(Stored items)

......

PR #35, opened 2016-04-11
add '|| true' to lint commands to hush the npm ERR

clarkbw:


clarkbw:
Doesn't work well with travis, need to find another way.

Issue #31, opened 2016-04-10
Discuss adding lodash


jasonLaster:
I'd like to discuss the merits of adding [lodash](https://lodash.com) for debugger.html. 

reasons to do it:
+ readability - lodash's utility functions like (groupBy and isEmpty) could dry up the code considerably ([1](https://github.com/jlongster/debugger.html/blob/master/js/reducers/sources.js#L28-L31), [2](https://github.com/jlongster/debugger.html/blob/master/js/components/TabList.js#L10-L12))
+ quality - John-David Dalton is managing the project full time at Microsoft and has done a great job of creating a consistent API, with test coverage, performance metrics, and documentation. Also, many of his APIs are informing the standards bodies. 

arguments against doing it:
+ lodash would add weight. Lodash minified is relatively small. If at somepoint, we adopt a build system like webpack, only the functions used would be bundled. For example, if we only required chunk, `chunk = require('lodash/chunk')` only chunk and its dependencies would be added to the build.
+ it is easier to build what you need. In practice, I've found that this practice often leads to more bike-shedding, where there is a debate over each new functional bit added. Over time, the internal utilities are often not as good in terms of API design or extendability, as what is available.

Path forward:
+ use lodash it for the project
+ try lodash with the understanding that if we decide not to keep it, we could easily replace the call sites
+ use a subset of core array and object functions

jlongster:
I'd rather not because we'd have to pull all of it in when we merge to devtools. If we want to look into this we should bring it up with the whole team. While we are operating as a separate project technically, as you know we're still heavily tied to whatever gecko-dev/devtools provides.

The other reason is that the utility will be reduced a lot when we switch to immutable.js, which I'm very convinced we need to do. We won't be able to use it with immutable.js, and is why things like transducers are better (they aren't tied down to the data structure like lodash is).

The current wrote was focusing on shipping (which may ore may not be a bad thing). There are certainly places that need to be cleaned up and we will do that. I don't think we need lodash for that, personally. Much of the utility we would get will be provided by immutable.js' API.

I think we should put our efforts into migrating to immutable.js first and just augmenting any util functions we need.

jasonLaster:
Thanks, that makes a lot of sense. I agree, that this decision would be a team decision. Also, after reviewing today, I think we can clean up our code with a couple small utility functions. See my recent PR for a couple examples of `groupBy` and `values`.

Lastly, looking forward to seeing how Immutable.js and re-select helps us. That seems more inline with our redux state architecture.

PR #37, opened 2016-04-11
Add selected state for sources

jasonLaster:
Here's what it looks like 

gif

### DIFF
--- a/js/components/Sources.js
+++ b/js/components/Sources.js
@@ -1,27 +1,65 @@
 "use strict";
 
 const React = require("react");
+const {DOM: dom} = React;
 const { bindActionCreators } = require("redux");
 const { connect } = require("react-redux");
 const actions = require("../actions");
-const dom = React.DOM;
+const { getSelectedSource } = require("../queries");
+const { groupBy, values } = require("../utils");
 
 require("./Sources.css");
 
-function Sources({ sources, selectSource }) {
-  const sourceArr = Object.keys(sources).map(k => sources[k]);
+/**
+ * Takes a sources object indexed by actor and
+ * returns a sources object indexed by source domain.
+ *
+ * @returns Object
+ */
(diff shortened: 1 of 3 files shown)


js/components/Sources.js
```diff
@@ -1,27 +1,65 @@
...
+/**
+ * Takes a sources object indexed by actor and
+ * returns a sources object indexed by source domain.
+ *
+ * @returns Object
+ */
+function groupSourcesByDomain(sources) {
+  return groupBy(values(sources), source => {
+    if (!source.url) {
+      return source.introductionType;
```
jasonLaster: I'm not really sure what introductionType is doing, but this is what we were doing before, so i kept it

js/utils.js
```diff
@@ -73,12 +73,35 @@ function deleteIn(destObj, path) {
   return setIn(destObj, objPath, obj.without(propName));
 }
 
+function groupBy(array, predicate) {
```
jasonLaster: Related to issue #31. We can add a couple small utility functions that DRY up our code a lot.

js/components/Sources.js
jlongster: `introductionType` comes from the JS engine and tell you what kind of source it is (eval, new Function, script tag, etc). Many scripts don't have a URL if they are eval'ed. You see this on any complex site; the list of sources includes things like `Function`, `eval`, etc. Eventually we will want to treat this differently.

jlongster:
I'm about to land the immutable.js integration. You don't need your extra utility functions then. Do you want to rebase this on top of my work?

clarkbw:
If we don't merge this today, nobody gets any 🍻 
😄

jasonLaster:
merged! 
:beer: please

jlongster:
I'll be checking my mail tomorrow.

......

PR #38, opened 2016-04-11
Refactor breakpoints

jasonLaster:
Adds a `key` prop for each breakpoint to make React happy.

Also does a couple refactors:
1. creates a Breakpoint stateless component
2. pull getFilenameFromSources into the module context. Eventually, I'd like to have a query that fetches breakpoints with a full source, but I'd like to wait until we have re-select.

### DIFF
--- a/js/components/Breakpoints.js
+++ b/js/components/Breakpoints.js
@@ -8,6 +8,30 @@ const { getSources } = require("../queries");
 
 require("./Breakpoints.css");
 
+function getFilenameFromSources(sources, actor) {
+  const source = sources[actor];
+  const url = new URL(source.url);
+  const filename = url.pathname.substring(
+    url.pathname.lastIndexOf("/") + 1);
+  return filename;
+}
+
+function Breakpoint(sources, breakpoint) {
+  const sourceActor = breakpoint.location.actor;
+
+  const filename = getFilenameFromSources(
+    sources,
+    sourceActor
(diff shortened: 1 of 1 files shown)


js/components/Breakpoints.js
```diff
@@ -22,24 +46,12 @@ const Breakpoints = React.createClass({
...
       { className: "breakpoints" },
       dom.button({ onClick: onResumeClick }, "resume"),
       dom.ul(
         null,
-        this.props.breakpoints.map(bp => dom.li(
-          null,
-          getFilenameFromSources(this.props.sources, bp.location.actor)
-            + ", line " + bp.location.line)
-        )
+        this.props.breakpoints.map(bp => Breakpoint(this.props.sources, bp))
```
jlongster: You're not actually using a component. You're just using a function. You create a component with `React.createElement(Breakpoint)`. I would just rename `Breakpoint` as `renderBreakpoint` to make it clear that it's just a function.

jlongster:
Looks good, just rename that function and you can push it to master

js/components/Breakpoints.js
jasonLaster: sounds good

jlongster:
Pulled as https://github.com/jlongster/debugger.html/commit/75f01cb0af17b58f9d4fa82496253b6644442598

......

- **What to produce**
Pick from the records each line that contains the word "would" and show it.

- **Solution to the problem**
+ lodash would add weight. Lodash minified is relatively small. If at somepoint, we adopt a build system like webpack, only the functions used would be bundled. For example, if we only required chunk, `chunk = require('lodash/chunk')` only chunk and its dependencies would be added to the build.
The current wrote was focusing on shipping (which may ore may not be a bad thing). There are certainly places that need to be cleaned up and we will do that. I don't think we need lodash for that, personally. Much of the utility we would get will be provided by immutable.js' API.
Thanks, that makes a lot of sense. I agree, that this decision would be a team decision. Also, after reviewing today, I think we can clean up our code with a couple small utility functions. See my recent PR for a couple examples of `groupBy` and `values`.
jlongster: You're not actually using a component. You're just using a function. You create a component with `React.createElement(Breakpoint)`. I would just rename `Breakpoint` as `renderBreakpoint` to make it clear that it's just a function.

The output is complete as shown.